+++ SUPPLIED RECORDS +++
PR #6229, opened 2026-06-03
Fix: prevent silent data loss from in-memory user store in production

### LINKED ISSUE #6210: In-Memory User Storage Data Loss
**File:** pi/auth/signup.js (lines 200-250)\n**Category:** devops | Level: Intermediate\n\n**The Vulnerability/Issue:** In-memory user storage (Map) resets on every serverless cold start, causing data loss. While noted as development-only, there's no automatic transition mechanism or clear error handling for production misconfiguration beyond a console warning.\n\n**The Impact:** User registrations appear successful but fail on subsequent requests after cold starts, creating confusing user experience and potential data loss.

sanrishi:
## Summary
The in-memory user store (Map) resets on every serverless cold start, yet signup and login operations proceeded silently in production without a \DATABASE_URL\. Users could register accounts that would vanish on the next cold start, causing permanent lockout.
## Changes
 Add \isUsingInMemoryStore()\ helper that checks for production without \DATABASE_URL\\n- Guard signup handler: returns 503 instead of silently creating ephemeral accounts\n- Guard login handler: returns 503 when storage backend is unavailable
 Export the helper for reuse across auth module

Closes #6210


sanrishi:
@TheSkylancer Next performance batch is ready for review

Anushreebasics (changes requested):
update pr description

sanrishi:
@Anushreebasics Sorry for that Done!

Issue #6333, opened 2026-06-03
DoS via Unbounded IP Rate-Limiting Map (api/leaderboard.js)


riddhima25bet10005-a11y:
The in-memory Map (
ateLimitMap) tracking limits by X-Forwarded-For grows unbounded. Since this header is easily spoofed by attackers, an adversary can exhaust server memory by injecting millions of distinct spoofed IPs.

riddhima25bet10005-a11y:
Hi @SandeepVashishtha 
Kindly assign this issue to me.
I am under GSSoC 2026.

PR #6360, opened 2026-06-03
Fix: DoS via Unbounded IP Rate-Limiting Map (#6333)

riddhima25bet10005-a11y:
This PR resolves issue #6333 by adding a strict upper limit (5000 entries) to the in-memory `ipRateLimitMap` used in `api/leaderboard.js`. If the limit is reached, it evicts the oldest entry to prevent memory exhaustion and DoS from IP spoofing.


riddhima25bet10005-a11y:
Hi @SandeepVashishtha 
Kindly review and merge.

PR #7105, opened 2026-06-04
fix: remove duplicate Vite build config keys

### LINKED ISSUE #7066: [Performance] vite.config.js duplicate cssMinify and chunkSizeWarningLimit keys cause silent config override
﻿**Target:** vite.config.js:89-94
**Category:** Performance | Level: Intermediate

**The Issue:**
The Vite config defines duplicate keys: cssMinify on lines 89 (false) and 93 (esbuild), and chunkSizeWarningLimit on lines 90 (1000) and 94 (1500). JavaScript object semantics mean the second value silently overwrites the first. The first values (cssMinify: false at line 89, chunkSizeWarningLimit: 1000 at line 90) are dead code. This is confusing for maintainers and suggests an incomplete refactor.

**The Impact:**
The intended config (cssMinify: false, chunkSizeWarningLimit: 1000) is silently overridden. cssMinify is actually 'esbuild' (which may cause issues with Tailwind's custom media queries as noted in the comments), and chunkSizeWarningLimit is 1500 instead of the intended 1000. Developers reading the config see contradictory values and cannot tell which one is active without knowing JS object semantics.

**Suggested Fix (~30 lines):**
Remove the duplicate keys and consolidate to single, intentional values. Add a comment explaining the cssMinify decision. Verify the build output respects the cleaned configuration.

saurabhhhcodes:
## Summary
- remove duplicate `cssMinify` and `chunkSizeWarningLimit` entries from `vite.config.js`
- keep the documented CSS-minification guard for the custom Tailwind `short` media query
- keep a single chunk-size warning threshold so maintainers can see the effective config directly

Fixes #7066

## Validation
- `node --check vite.config.js`
- `rg -n "^\s*(cssMinify|chunkSizeWarningLimit):" vite.config.js` shows exactly one of each key
- `git diff --check`

## Note
- `npm ci` is currently blocked before install because `package.json` and `package-lock.json` are out of sync (`yaml@2.9.0` is missing from the lockfile). This PR intentionally does not rewrite the lockfile for a config-only cleanup.


saurabhhhcodes:
CI follow-up from the latest run:\n\n- `PR Size Labeler / Auto Label PR Size (pull_request)` fails while trying to mutate labels with a read-only pull_request token: `Resource not accessible by integration` for `removeLabelsFromLabelable` / `addLabelsToLabelable`. The separate pull_request_target size-label workflow succeeds, so this is workflow-permission related rather than a vite.config.js regression.\n- `CI / typecheck` fails before reaching this PR scope on existing files: `src/components/events/SpatialSeatSelector.jsx`, `src/components/visual/CollaborationNetworkMap.jsx`, plus `tsconfig.json` moduleResolution.\n- `CI / test` also reports existing suite failures such as `tests/waitlist.test.mjs` expecting `promoted` but receiving `waiting`, along with other unrelated test files.\n\nThis PR only removes duplicate `cssMinify` and `chunkSizeWarningLimit` keys from `vite.config.js`; the failing checks are outside that config-only diff.

PR #7133, opened 2026-06-04
fix: prevent silent session wipe on network errors during auth validation

### LINKED ISSUE #7110: [Bug] AuthContext Token Refresh Fails Silently on Network Error
## Summary

In `src/context/AuthContext.js`, the background token refresh logic wraps the API call in a try/catch block, but if a network error occurs, it swallows the error without updating the context state to notify the user or prompt a re-authentication.

## Impact

- If the token expires during a momentary network loss, the user remains logged into the client application with a stale token.
- Subsequent authenticated requests will randomly fail with generic 401 Unauthorized errors instead of gracefully prompting the user.
- Poor user experience as the system acts broken instead of guiding the user to refresh their session.

## Fix

- Implement error handling dispatch within the `refreshToken` function's `catch` block.
- If the token refresh fails fatally, update the authentication state to properly redirect or warn the user.

## Changes

- Update `src/context/AuthContext.js` to dispatch a logout or "session expired" state when token refresh throws an error.
- Optionally add a toast notification to inform the user of the session expiration.

## Additional Info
+++
WHAT YOU WILL DO »
Read the entries and select each line where the word "leaderboard" is found.

EXPECTED ANSWER »
DoS via Unbounded IP Rate-Limiting Map (api/leaderboard.js)
This PR resolves issue #6333 by adding a strict upper limit (5000 entries) to the in-memory `ipRateLimitMap` used in `api/leaderboard.js`. If the limit is reached, it evicts the oldest entry to prevent memory exhaustion and DoS from IP spoofing.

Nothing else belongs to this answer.